Stored data

[Start of section]

PR #490, opened 2022-10-19
Removed host_core release from actions

brooksmtownsend:
As of the `0.58.0` release, we're seeing the host_core Dockerfile fail to build. This is unfortunate, and with an opaque error message difficult to debug. This PR removes this build from our release pipeline, for now.

This is acceptable only because the host_core docker image and tarball don't provide the wasmCloud experience that we want, at this moment. Capability providers that are destined for this image (a musl libc image) need to be compiled _specifically_ with this in mind which is a lot to ask of both our users and ourselves. Until we can transition to architecture-agnostic capability providers, the complexity of compiling our Wasmex package manually and maintaining a Docker image isn't reasonable for the benefit.

### DIFF
--- a/.github/workflows/release.yml
+++ b/.github/workflows/release.yml
@@ -171,82 +171,82 @@ jobs:
           name: ${{ matrix.release-tarball }}
           path: ${{env.working-directory}}/${{ matrix.release-tarball }}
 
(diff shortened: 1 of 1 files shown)


connorsmith256 (approved):
😢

[End of section]

## REQUIRED WORK
Go through the records above. Copy each line in which the string "with" appears.

## SOLUTION TO THIS EXERCISE
As of the `0.58.0` release, we're seeing the host_core Dockerfile fail to build. This is unfortunate, and with an opaque error message difficult to debug. This PR removes this build from our release pipeline, for now.
This is acceptable only because the host_core docker image and tarball don't provide the wasmCloud experience that we want, at this moment. Capability providers that are destined for this image (a musl libc image) need to be compiled _specifically_ with this in mind which is a lot to ask of both our users and ourselves. Until we can transition to architecture-agnostic capability providers, the complexity of compiling our Wasmex package manually and maintaining a Docker image isn't reasonable for the benefit.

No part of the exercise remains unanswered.